After the automated and manual review steps, our clean images are located in different folders (e.g., `dataset_review/good_crop`, `dataset_review/keep_original`).

The `src/utils/build_final_dataset.py` script consolidates all these approved images into a single, clean `dataset_final/` directory. This becomes the master source for our training data.

In [None]:
# This code is from src/utils/build_final_dataset.py

def run_build(review_dir, final_dir):
    """Combines reviewed images into a final dataset directory."""
    logger.info("Building Final Dataset")
    
    if final_dir.exists():
        shutil.rmtree(final_dir)
    final_dir.mkdir()

    sources_to_combine = [
        review_dir / "good_crop",
        review_dir / "keep_original"
    ]

    total_copied = 0
    for source_base in sources_to_combine:
        logger.info(f"Copying from {source_base.name}...")
        for class_path in [p for p in source_base.iterdir() if p.is_dir()]:
            dest_class_path = final_dir / class_path.name
            dest_class_path.mkdir(exist_ok=True)
            
            count = 0
            for image_path in class_path.glob("*.png"):
                shutil.copy(str(image_path), dest_class_path)
                count += 1
            total_copied += count
            
    logger.info(f"Final Dataset Build Complete. Total images: {total_copied}")

# Run the function
# run_build(REVIEW_DIR, FINAL_DIR)

### Step 5: Splitting the Dataset for Training

The final step in data preparation is to split our `dataset_final` into training, validation, and test sets.
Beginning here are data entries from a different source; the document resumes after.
PR #70, opened 2019-07-15
Update the branch into client-go for the package jcrossley3/manifestival

houshengbo:
The purpose of this PR is to get rid of the usage of client.Client in controller-runtime.

### DIFF
--- a/cmd/manager/main.go
+++ b/cmd/manager/main.go
@@ -34,6 +34,7 @@ import (
 	"github.com/operator-framework/operator-sdk/pkg/restmapper"
 	sdkVersion "github.com/operator-framework/operator-sdk/version"
 	"github.com/spf13/pflag"
+	"k8s.io/client-go/tools/clientcmd"
 	"sigs.k8s.io/controller-runtime/pkg/client/config"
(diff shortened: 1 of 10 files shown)


cmd/manager/main.go
```diff
@@ -19,14 +19,15 @@ import (
 	"context"
 	"flag"
 	"fmt"
+	"k8s.io/client-go/tools/clientcmd"
```
k4leung4: nit: group with other k8s import

houshengbo: done

greghaynes:
I really dont think this should pull in 85k of vendor updates? Is it possible you ran update-deps while this was checked out in the old (github.com/knative/serving-operator) path?

greghaynes:
@jcrossley3 Do you want to keep this as a separate branch in manifestival repo or are you interested in making this master or?

houshengbo:
@greghaynes When we change the branch from master to client-go for github.com/jcrossley3/manifestival, all the changes happened accordingly, if we run ./hack/update-deps.sh.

This is crucial for properly training a model and evaluating its ability to generalize to new, unseen data.

The `src/utils/prepare_dataset.py` script performs this split:
- It shuffles the images within each class to ensure randomness.
- It uses a fixed `RANDOM_SEED` to make the split **reproducible**.
- It splits the data according to the defined ratios (e.g., 70% train, 15% validation, 15% test).
- It copies the files into a new `data/` directory with `train/`, `validation/`, and `test/` subfolders.

In [None]:
# This code is from src/utils/prepare_dataset.py

def run_split(source_dir, dest_dir, ratios={"train": 0.7, "validation": 0.15, "test": 0.15}, seed=123):
    """Splits the final dataset into train/validation/test sets."""
    logger.info("Starting Dataset Split")
    random.seed(seed)

    if dest_dir.exists():
        shutil.rmtree(dest_dir)

    # Create destination directories
    for split in ratios.keys():
        for class_name in [p.name for p in source_dir.iterdir() if p.is_dir()]:
            (dest_dir / split / class_name).mkdir(parents=True, exist_ok=True)

    # Process each class
    for class_path in [p for p in source_dir.iterdir() if p.is_dir()]:
        image_files = list(class_path.glob("*.png"))
        random.shuffle(image_files)
        num_images = len(image_files)

        # Calculate split points
        train_end = int(ratios["train"] * num_images)
        validation_end = train_end + int(ratios["validation"] * num_images)
        
        splits = {
            "train": image_files[:train_end],
            "validation": image_files[train_end:validation_end],
            "test": image_files[validation_end:],
        }

        # Copy files
        for split_name, files in splits.items():
            dest_split_dir = dest_dir / split_name / class_path.name
            for file_path in files:
                shutil.copy(file_path, dest_split_dir)
                
    logger.info("Dataset Split Complete")

# Run the function
# run_split(FINAL_DIR, SPLIT_DATA_DIR)

### Conclusion

At the end of this pipeline, we have successfully transformed our raw webcam captures into a high-quality, organized, and split dataset located in the `data/` directory. This structured data is now perfectly prepared for the model development and training phase, which is covered in the next notebook.